Content starts
PR #295, opened 2024-01-18
react1-week2/NicoQ

nicoquiroga90:
Thanks for the review!


7_react/react1/week2/hw-react-week2/src/components/Container.jsx
```diff
@@ -0,0 +1,19 @@
+import { useState } from "react";
+
+import TaskList from "./TaskList";
+import FormTodo from "./FormTodo";
+
+const Container = () => {
```
BJORN-VINTHER: Try to give your component a more descriptive name if they are used for anything specific. `Container` doesn't say much about what it is used for. i.e. `TaskListContainer ` could be a more descriptive name.

7_react/react1/week2/hw-react-week2/src/components/Checkbox.jsx
```diff
@@ -0,0 +1,25 @@
+import React, { Fragment } from "react";
+import '../App.css';
+
+const Checkbox = props => {
+  const {
+    onChange,
+    data: { id, description, done }
+  } = props;
+  return (
+    <Fragment>
```
BJORN-VINTHER: `<Fragment>...</Fragment` is only needed if you need to return multiple elements.

There is also a shorthand version of it `<>...</>`
https://legacy.reactjs.org/docs/fragments.html

7_react/react1/week2/hw-react-week2/src/components/Container.jsx
```diff
@@ -0,0 +1,19 @@
...
+  const [list, setList] = useState([]);
```
BJORN-VINTHER: again, avoid overly generic names like `list`. It doesn't really say much about what the variable actually contains and can make the code harder to understand. What could be a more descriptive name?

7_react/react1/week2/hw-react-week2/src/components/FormTodo.jsx
```diff
@@ -0,0 +1,41 @@
...
+        <div className="taskInput">
+          <input
+            type="text"
+            className="textInput"
+            value={description}
+            onChange={(element) => setDescription(element.target.value)}
+          />
+          <button
+            className="addButtom"
+            disabled={description ? "" : "disabled"}
```
BJORN-VINTHER, line 31: Nice small detail of disabling the add button. Good job!

7_react/react1/week2/hw-react-week2/src/components/FormTodo.jsx
```diff
@@ -0,0 +1,41 @@
...
+    element.preventDefault();
+
+    handleAddItem({
+      done: false,
+      id: (+new Date()).toString(),
+      description,
+    });
+
+    setDescription("");
+  };
```
BJORN-VINTHER, line 17: Overall, I really like how you implemented this component. You generated a unique id by using the datetime, nice aproach. In the industry the backend would typically assign an id either as a number: `id: 123` or as a [unique id](https://www.uuidgenerator.net/dev-corner/javascript): `id: 'c32d8b45-92fe-44f6-8b61-42c2107dfe87'`

UUIDs are universal unique ids with an enormous number of unique combinations. it means that when you generate a random id it is practically impossible that your id has or will ever be generated before by any system ever made. 

In the words of Wikipedia:

> only after generating 1 billion UUIDs every second for the next 100 years, the probability of creating just one duplicate would be about 50%. The probability of one duplicate would be about 50% if every person on earth owns 600 million UUIDs

7_react/react1/week2/hw-react-week2/src/components/TaskList.jsx
```diff
@@ -0,0 +1,37 @@
...
+      {list.length ? (
+        <p>
+          <button className="DeleteButtom" onClick={onClickRemoveItem}>
+           {'Remove the selected task(s)'}
+          </button>
+        </p>
+      ) : null}
+    </div>
+  );
+};
```
BJORN-VINTHER: It is good that you challenged yourself and made your UI more advanced that what the homework required.  💪 

In the real world you have to be careful about freestyling too much, or at least make sure that you present your ideas with your manager or customer and make sure they agree on your ideas. Otherwise, it may bite you in the 🍑. 

Lets pretend I made a long Todo list for the entire month. I have more than 100 different todos and I am slowly making by way through the list and checking off a few todos per day. It really motivates me to see my progress. However, my nephew got hold of my tablet and added 5 todos of `play video games`. I want to remove these 5 todos but I don't want to lose my history of all the items I have finished so far. What should I do?

If this was not properly aligned with your manager, the error would fall on you unfortunately 😢

BJORN-VINTHER (commented):
Very nice solution. You have a good separation of components and the code is easy to understand. Good job Nico 👍 You have a good eye for details.

7_react/react1/week2/hw-react-week2/src/components/Container.jsx
nicoquiroga90: It makes sense, thanks for the suggestion. One question: it's straightforward now because I don't have many references to the name, and I can replace the names one by one. But is there any way for Visual Studio Code to modify all the references when I change the name of a component? thanks :)

7_react/react1/week2/hw-react-week2/src/components/Checkbox.jsx
nicoquiroga90: Yes, I was experimenting with fragments and then discovered there's a new format 🤓Thanks.

7_react/react1/week2/hw-react-week2/src/components/FormTodo.jsx
nicoquiroga90: Awesome, link -> fav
Content ends
Instructions for the task: Please restate the data word for word, every record included.

Output below:
PR #295, opened 2024-01-18
react1-week2/NicoQ

nicoquiroga90:
Thanks for the review!


7_react/react1/week2/hw-react-week2/src/components/Container.jsx
```diff
@@ -0,0 +1,19 @@
+import { useState } from "react";
+
+import TaskList from "./TaskList";
+import FormTodo from "./FormTodo";
+
+const Container = () => {
```
BJORN-VINTHER: Try to give your component a more descriptive name if they are used for anything specific. `Container` doesn't say much about what it is used for. i.e. `TaskListContainer ` could be a more descriptive name.

7_react/react1/week2/hw-react-week2/src/components/Checkbox.jsx
```diff
@@ -0,0 +1,25 @@
+import React, { Fragment } from "react";
+import '../App.css';
+
+const Checkbox = props => {
+  const {
+    onChange,
+    data: { id, description, done }
+  } = props;
+  return (
+    <Fragment>
```
BJORN-VINTHER: `<Fragment>...</Fragment` is only needed if you need to return multiple elements.

There is also a shorthand version of it `<>...</>`
https://legacy.reactjs.org/docs/fragments.html

7_react/react1/week2/hw-react-week2/src/components/Container.jsx
```diff
@@ -0,0 +1,19 @@
...
+  const [list, setList] = useState([]);
```
BJORN-VINTHER: again, avoid overly generic names like `list`. It doesn't really say much about what the variable actually contains and can make the code harder to understand. What could be a more descriptive name?

7_react/react1/week2/hw-react-week2/src/components/FormTodo.jsx
```diff
@@ -0,0 +1,41 @@
...
+        <div className="taskInput">
+          <input
+            type="text"
+            className="textInput"
+            value={description}
+            onChange={(element) => setDescription(element.target.value)}
+          />
+          <button
+            className="addButtom"
+            disabled={description ? "" : "disabled"}
```
BJORN-VINTHER, line 31: Nice small detail of disabling the add button. Good job!

7_react/react1/week2/hw-react-week2/src/components/FormTodo.jsx
```diff
@@ -0,0 +1,41 @@
...
+    element.preventDefault();
+
+    handleAddItem({
+      done: false,
+      id: (+new Date()).toString(),
+      description,
+    });
+
+    setDescription("");
+  };
```
BJORN-VINTHER, line 17: Overall, I really like how you implemented this component. You generated a unique id by using the datetime, nice aproach. In the industry the backend would typically assign an id either as a number: `id: 123` or as a [unique id](https://www.uuidgenerator.net/dev-corner/javascript): `id: 'c32d8b45-92fe-44f6-8b61-42c2107dfe87'`

UUIDs are universal unique ids with an enormous number of unique combinations. it means that when you generate a random id it is practically impossible that your id has or will ever be generated before by any system ever made. 

In the words of Wikipedia:

> only after generating 1 billion UUIDs every second for the next 100 years, the probability of creating just one duplicate would be about 50%. The probability of one duplicate would be about 50% if every person on earth owns 600 million UUIDs

7_react/react1/week2/hw-react-week2/src/components/TaskList.jsx
```diff
@@ -0,0 +1,37 @@
...
+      {list.length ? (
+        <p>
+          <button className="DeleteButtom" onClick={onClickRemoveItem}>
+           {'Remove the selected task(s)'}
+          </button>
+        </p>
+      ) : null}
+    </div>
+  );
+};
```
BJORN-VINTHER: It is good that you challenged yourself and made your UI more advanced that what the homework required.  💪 

In the real world you have to be careful about freestyling too much, or at least make sure that you present your ideas with your manager or customer and make sure they agree on your ideas. Otherwise, it may bite you in the 🍑. 

Lets pretend I made a long Todo list for the entire month. I have more than 100 different todos and I am slowly making by way through the list and checking off a few todos per day. It really motivates me to see my progress. However, my nephew got hold of my tablet and added 5 todos of `play video games`. I want to remove these 5 todos but I don't want to lose my history of all the items I have finished so far. What should I do?

If this was not properly aligned with your manager, the error would fall on you unfortunately 😢

BJORN-VINTHER (commented):
Very nice solution. You have a good separation of components and the code is easy to understand. Good job Nico 👍 You have a good eye for details.

7_react/react1/week2/hw-react-week2/src/components/Container.jsx
nicoquiroga90: It makes sense, thanks for the suggestion. One question: it's straightforward now because I don't have many references to the name, and I can replace the names one by one. But is there any way for Visual Studio Code to modify all the references when I change the name of a component? thanks :)

7_react/react1/week2/hw-react-week2/src/components/Checkbox.jsx
nicoquiroga90: Yes, I was experimenting with fragments and then discovered there's a new format 🤓Thanks.

7_react/react1/week2/hw-react-week2/src/components/FormTodo.jsx
nicoquiroga90: Awesome, link -> fav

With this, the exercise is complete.